I think that we’re all inherently bad but trying to be good. The majority of people that have been in my life always become toxic and bad. I’ve met a few genuinely good people, but the bad outweigh the good in my experience


----------



## CNikki (Aug 9, 2013)

If we're talking on a greater scale with morality and philosophy then good and bad are subjective and not universal. What may be considered as good in one group/society can be considered as very bad in another. For that I'm going to go with neither. 
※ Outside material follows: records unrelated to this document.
PR #156, opened 2026-08-25
Serialize index commands with background sync

sheurich:
`index-cli` writes the same SQLite database and archive as `sync-cli`, but it does not acquire the v1.4.2 single-instance lock from #97. Manual indexing can therefore race a SessionStart sync.

This change moves the lock path into `getSyncLockPath()`, acquires it before any index command can initialize or rebuild the database, and releases it on normal exit, errors, and termination signals. Child-process tests cover contention and lock release after successful and failed commands.

Targeted tests pass: 6 tests across `test/index-cli-single-instance.test.ts` and `test/logging.test.ts`. The build, TypeScript check, and Semgrep pass. The full upstream suite remains blocked in this checkout by the existing `test/verify.test.ts` timestamp assertion and a `better-sqlite3` worker-teardown crash under Node 24.19.0.

### DIFF
--- a/dist/index-cli.js
+++ b/dist/index-cli.js
@@ -4,7 +4,30 @@ import { indexSession, indexUnprocessed, indexConversations } from './indexer.js
 import { getDbPath, getArchiveDir } from './paths.js';
 import fs from 'fs';
 import path from 'path';
+import { getSyncLockPath } from './logging.js';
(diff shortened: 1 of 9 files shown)


obra:
Thanks @sheurich! Merged to main as `f1bcef6` (squashed as part of a 13-PR batch, with dist rebuilt on top). This serializes index commands against background sync on the shared single-instance lock.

From a more individualistic perspective, we can have a mix of good and bad that can be presented to the world. Many people put on facades that can make them seem better than what the reality may be (narcissists are masters at convincing others with their charms for it) and it can be seen through different individuals encountered seeing different sides/perspectives of that person. While it is once again subjective, it shows the innate nature of how humans want approval, which can be good, and to what expense it will take for some to gain it, where bad can come in if harm is being done.


----------



## zonebox (Oct 22, 2012)

My perspective on the matter shifts, it really depends on the day and my mood how I feel about people in general. One thing that is constant though, is I would rather be away from most people.


----------



## jojy1 (May 31, 2021)

zonebox said:


> My perspective on the matter shifts, it really depends on the day and my mood how I feel about people in general. One thing that is constant though, is I would rather be away from most people.


LOL 😂…….yep, what Zonebox said!!!


----------



## Dissonance (Dec 27, 2011)

I would say that for me personally I tried impartial to morality, tried real hard to believe it didn't exist and winded up hurting someone with just the mere words of that cold heartlessness. In the end the thing that tethers me to my humanity is the fact that what pain on others I may do, for me personally it comes back at me as emotional pain, karma, regret, and I just hate injustice in general.

Can I be a piece of **** when it comes to being selfish? Kind of but it has it's limits as I do have empathy for others. It really depends what emotional cords play at my heart as I think I can think something is right emotionally but logically I know it's bad.


----------



## Blue Dino (Aug 17, 2013)

I think we're a clean slate for the most part. Obviously the younger we are, the more our environment shapes us. Although there are the very rarities where a person with a positive environment will still somehow fall into very sadistically deviant behavior. I guess those are the people aren't born with a "clean slate".


----------



## Persephone The Dread (Aug 28, 2010)

I don't care enough to really think about it in some philosophical sense and I mostly don't believe in an objective good/bad too. So the rest is personal preference.

Humans have destructive instincts, this can usually be argued against until you consider certain groups of people that most people look down on and react to with violent ideation (like pedophiles,) I don't consider that to be a positive/good trait even though it's super common. Most people would argue that reaction is good though right. So then you have the subjectivity.

I think environment can mitigate the destructive tendencies to varying degrees for different people. For some people it won't at all. Also it's probably easier to shape behaviour than anything else.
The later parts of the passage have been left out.